Богатое наследие коррумпированного губернатора Эдвардса, вероятно, еще долго будет давать пищу городской прессе. И вот тут, как подчеркнул редактор Клэнси Дюбос, очень важно, чтобы газеты и другие СМИ могли свободно обличать коррупцию, были свободны от государственного контроля. Когда власть контролирует прессу, чиновники чувствуют себя словно лисы в курятнике, коррупция становится нормой жизни. Теория говорит об этом прямо: без свободной прессы, а также без политической конкуренции, то есть политических противников, которые будут внимательно следить за своими соперниками во власти, нет даже шансов победить это зло.
Власть и деньги – самая гремучая смесь, которая то и дело порождает коррупцию. И самое печальное, что на свете нет какого-то универсального средства борьбы с этой напастью. Вот вроде бы в Америке есть и свободная пресса, и политическая конкуренция, но коррупция полностью не исчезла.
Хотя Америка не образец чистых рук, но все же 18-е место – не 131-е российское. Что же поняли американцы о том, какие обстоятельства ведут к росту коррупции? На этот вопрос директор «Городской комиссии по преступности» Рафаэль Гуенече дал исчерпывающий ответ: «Безразличие, страх и невежество. Мол, все уже так давно коррумпировано, что ничего с этим поделать нельзя. Неправда! У бизнеса всегда есть выбор: стать или не стать добычей для коррумпированного чиновника». – «Если люди избирают таких представителей власти, которые самым очевидным образом работают на свой карман, – как бы продолжая этот разговор, – отметил окружной прокурор Джим Леттон, – если все знают о засилье коррупции и молчат, ничего с этим не делают – в таком обществе коррупция будет только расти». «Нехватка света, закрытая для широкой публики работа властей, – высказал свое мнение депутат заксобрания штата Седрик Гловер, – ситуация, когда пресса не имеет возможности наблюдать, как власть принимает решения, и критиковать ее – это ведет к коррупции. Мы у себя изменили такой порядок».
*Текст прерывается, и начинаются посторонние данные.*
PR #4449, opened 2022-10-19
Prevent basic uploads navigating to truelayer `income_summary`

jsugarman:
Prevent basic uploads navigating to truelayer income_summary

## What
This is a live bug whereby if the provider does not add any
outgoings on the outgoings page but has provided incomes
on the earlier incomes page they will be take to the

И в самом деле, некогда известный своими безобразиями, но твердо ставший на путь исправления штат Луизиана ввел, возможно, самые прозрачные в Америке правила работы своего парламента. Для этого достаточно просто войти в интернет. Там вы сможете наблюдать работу каждого комитета, слышать каждое выступление. Публике доступны тексты абсолютно всех дебатов по каждому законопроекту и то, как по нему голосовал каждый депутат. Между тем новый мэр города Батон-Руж – это, кстати, столица штата Луизиана – пригласил в свой город специалистов из «Городской комиссии по преступности», которая вкупе с ФБР показала потрясающую эффективность в Новом Орлеане.
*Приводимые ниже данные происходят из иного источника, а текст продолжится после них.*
PR #578, opened 2023-11-22
WIP: squoosh-3

iamralpht:
Alternate implementation of the DesignCompose renderer that uses Compose more strategically, making layout easier to integrate, and new features like animation a little easier to achieve.


iamralpht:
Closing PR because `user/ralph/squoosh-4` is further along; it should get merged into `feature/rustlayout` in a disabled state and then worked on from there.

Батон-Руж, как и Новый Орлеан, пытается бороться за приток инвестиций в свой город. Здесь прекрасно понимают: не будет притока инвестиций, не выбраться штату из числа самых отсталых и бедных регионов Америки. Поняли здесь и другое: фронт этой борьбы, которая по-настоящему стала вестись в Луизиане лишь спустя некоторое время после ареста бывшего губернатора, проходит на полях укоренившейся в штате коррупции. По сути, это – битва за репутацию штата.
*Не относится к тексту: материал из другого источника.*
Issue #553, opened 2023-11-14
Click interactions require two clicks


rylin8:
Click interactions seem to require two clicks to trigger after this change went in:
https://github.com/google/automotive-design-compose/pull/541

You can test this out with the "Interaction" Validation test.

iamralpht:
I think this is the change that caused our regression: https://medium.com/androiddevelopers/improvements-and-changes-to-composes-pointer-input-6026904ac972

PR #631, opened 2023-12-14
Fix "Click interactions require two clicks #553"

timothyfroehlich:
I'm not confident that this is the best fix, but it does seem to work. By making the coroutine start undispatched it runs immediately and handles the click properly again. 

I've added a unit test to exercise some of the interaction tests. More can be added later.


rylin8:
Added @iamralpht since he wrote this and knows it better.

designcompose/src/main/java/com/android/designcompose/DesignView.kt
```diff
@@ -502,7 +503,7 @@ internal fun DesignView(
                     // event so that the interaction state can revert the change).
                     //
                     // The interaction test document covers all of these cases.
-                    interactionScope.launch {
+                    interactionScope.launch(start = CoroutineStart.UNDISPATCHED) {
```
iamralpht, line 506: I'm not sure why we need `interactionScope` to start with. I did write it, but I don't remember why. Reading the documentation on `CoroutineStart` it looks like the default behavior is sometimes lazy, which I guess explains why the coroutine wasn't getting started immediately... but I still don't know what the point of having an explicit coroutine scope is.

timothyfroehlich: My best guess is that this was trying to get the interaction to survive the destruction of the Composable and replacement with one of its variants. Perhaps we should get on GVC to explore it more?

iamralpht: Ah, yes, that does make sense; the drag and press-and-hold interactions need to be kept alive after they've started, even though the first part of the interaction might remove the Composable that's holding the interaction itself.

iamralpht (approved):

Но все же главным достижением за эти годы окружной прокурор считает то, что даже рядовые люди поняли, какие беды несет коррупция. А в результате появилось некое общественное возмущение, люди не хотят более с этим мириться.
В каком-то смысле Новый Орлеан, вся Луизиана вздохнули свободнее. Перед людьми словно открылась дверь, за которой их ждал новый мир. Появилась реальная надежда, что постепенно удастся избавиться от продажных чиновников, прилепившихся к большим и малым кабинетам власти.